= Exercise =
Search the records for the string "WhitelistHandler" and return each line that has it.

= Provided data =

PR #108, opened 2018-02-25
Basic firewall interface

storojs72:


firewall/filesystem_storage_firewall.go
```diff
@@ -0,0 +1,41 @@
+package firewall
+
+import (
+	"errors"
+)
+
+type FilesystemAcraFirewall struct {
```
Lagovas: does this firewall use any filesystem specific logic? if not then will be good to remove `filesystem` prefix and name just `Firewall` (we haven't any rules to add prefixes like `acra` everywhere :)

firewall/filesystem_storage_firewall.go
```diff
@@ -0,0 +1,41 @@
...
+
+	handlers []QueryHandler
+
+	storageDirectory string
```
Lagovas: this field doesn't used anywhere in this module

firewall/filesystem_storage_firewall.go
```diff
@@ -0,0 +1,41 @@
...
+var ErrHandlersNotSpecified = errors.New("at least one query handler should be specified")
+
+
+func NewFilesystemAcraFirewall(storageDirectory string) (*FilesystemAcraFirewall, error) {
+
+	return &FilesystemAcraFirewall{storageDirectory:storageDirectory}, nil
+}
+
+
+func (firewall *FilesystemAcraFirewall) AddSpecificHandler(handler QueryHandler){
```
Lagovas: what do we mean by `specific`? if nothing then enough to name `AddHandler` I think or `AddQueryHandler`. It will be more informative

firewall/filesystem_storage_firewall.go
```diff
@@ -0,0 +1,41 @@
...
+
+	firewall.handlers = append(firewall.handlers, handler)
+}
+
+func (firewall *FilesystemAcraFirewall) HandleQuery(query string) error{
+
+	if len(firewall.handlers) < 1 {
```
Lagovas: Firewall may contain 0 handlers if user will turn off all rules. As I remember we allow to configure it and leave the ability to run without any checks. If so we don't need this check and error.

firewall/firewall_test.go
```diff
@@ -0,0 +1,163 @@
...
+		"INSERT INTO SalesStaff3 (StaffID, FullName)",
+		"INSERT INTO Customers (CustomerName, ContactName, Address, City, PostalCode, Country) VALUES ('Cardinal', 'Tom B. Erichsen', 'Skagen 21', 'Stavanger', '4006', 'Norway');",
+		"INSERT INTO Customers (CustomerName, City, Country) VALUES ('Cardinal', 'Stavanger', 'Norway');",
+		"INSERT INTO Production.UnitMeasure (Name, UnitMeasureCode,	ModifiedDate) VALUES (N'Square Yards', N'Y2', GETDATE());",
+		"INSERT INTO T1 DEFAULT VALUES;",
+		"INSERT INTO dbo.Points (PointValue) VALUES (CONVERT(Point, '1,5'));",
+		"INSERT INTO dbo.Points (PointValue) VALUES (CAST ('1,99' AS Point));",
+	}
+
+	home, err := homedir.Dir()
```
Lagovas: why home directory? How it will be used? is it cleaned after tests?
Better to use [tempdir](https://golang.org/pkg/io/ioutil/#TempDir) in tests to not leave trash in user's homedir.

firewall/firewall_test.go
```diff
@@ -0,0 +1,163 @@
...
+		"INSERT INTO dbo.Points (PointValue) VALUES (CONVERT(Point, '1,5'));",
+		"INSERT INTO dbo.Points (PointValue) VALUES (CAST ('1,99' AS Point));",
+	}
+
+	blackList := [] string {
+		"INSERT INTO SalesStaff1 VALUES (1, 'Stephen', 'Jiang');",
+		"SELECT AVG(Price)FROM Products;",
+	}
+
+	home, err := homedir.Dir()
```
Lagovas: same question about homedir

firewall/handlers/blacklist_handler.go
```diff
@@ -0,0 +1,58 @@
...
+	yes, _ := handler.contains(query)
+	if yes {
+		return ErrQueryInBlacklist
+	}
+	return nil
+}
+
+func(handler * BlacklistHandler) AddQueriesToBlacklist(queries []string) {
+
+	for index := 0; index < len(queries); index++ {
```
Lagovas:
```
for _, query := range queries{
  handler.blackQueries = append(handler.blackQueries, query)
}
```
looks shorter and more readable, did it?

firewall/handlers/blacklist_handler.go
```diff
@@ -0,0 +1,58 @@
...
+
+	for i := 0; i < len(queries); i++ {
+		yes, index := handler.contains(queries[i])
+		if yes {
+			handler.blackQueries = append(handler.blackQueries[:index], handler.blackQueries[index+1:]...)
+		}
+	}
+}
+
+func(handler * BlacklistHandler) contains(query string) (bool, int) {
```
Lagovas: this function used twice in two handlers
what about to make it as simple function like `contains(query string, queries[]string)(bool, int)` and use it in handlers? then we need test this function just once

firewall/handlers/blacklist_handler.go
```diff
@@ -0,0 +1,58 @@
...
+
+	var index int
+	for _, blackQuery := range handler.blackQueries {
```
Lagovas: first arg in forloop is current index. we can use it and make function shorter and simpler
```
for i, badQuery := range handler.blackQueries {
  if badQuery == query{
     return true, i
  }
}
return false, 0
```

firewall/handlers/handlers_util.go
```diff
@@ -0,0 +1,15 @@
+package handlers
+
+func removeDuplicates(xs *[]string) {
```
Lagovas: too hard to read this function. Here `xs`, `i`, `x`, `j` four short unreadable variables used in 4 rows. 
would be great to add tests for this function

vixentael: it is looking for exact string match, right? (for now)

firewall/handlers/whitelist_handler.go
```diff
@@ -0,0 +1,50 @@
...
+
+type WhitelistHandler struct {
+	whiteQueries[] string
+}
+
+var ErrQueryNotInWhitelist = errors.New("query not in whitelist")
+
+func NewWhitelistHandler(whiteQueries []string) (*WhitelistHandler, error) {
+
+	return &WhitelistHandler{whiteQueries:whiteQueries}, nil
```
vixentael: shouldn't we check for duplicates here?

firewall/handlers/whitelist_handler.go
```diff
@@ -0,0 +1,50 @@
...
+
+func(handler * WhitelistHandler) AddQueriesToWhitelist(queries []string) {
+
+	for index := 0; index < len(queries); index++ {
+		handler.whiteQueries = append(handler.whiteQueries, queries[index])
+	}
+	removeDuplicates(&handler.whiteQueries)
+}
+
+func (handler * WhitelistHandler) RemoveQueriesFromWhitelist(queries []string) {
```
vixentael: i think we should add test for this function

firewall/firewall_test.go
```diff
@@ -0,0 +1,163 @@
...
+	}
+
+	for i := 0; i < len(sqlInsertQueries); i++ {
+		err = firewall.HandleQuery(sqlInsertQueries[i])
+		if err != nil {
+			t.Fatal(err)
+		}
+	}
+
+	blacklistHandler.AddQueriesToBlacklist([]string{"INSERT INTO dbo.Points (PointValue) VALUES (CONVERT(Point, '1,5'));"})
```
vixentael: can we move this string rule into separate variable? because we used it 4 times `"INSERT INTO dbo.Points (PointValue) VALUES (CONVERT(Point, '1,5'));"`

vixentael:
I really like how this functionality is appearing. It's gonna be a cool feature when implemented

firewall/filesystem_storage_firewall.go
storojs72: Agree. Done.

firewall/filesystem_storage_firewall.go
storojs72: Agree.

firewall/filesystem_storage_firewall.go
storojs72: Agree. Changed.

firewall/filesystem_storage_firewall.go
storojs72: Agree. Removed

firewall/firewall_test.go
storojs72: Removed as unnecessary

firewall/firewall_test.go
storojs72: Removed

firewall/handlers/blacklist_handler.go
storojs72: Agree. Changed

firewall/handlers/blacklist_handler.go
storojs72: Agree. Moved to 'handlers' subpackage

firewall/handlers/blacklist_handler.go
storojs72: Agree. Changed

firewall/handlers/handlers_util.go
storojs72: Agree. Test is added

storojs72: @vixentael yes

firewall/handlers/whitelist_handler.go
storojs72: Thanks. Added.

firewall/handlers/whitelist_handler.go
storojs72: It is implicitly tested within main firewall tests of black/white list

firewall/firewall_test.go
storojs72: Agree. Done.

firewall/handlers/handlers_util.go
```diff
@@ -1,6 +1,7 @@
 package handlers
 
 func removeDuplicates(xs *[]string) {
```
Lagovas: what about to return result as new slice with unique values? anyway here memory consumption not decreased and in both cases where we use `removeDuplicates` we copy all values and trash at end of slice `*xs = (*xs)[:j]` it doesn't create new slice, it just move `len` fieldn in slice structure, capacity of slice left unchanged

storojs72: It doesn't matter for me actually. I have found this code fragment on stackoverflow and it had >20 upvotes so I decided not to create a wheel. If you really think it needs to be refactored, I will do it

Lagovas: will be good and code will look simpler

= Result for this task =
+type WhitelistHandler struct {
+func NewWhitelistHandler(whiteQueries []string) (*WhitelistHandler, error) {
+	return &WhitelistHandler{whiteQueries:whiteQueries}, nil
+func(handler * WhitelistHandler) AddQueriesToWhitelist(queries []string) {
+func (handler * WhitelistHandler) RemoveQueriesFromWhitelist(queries []string) {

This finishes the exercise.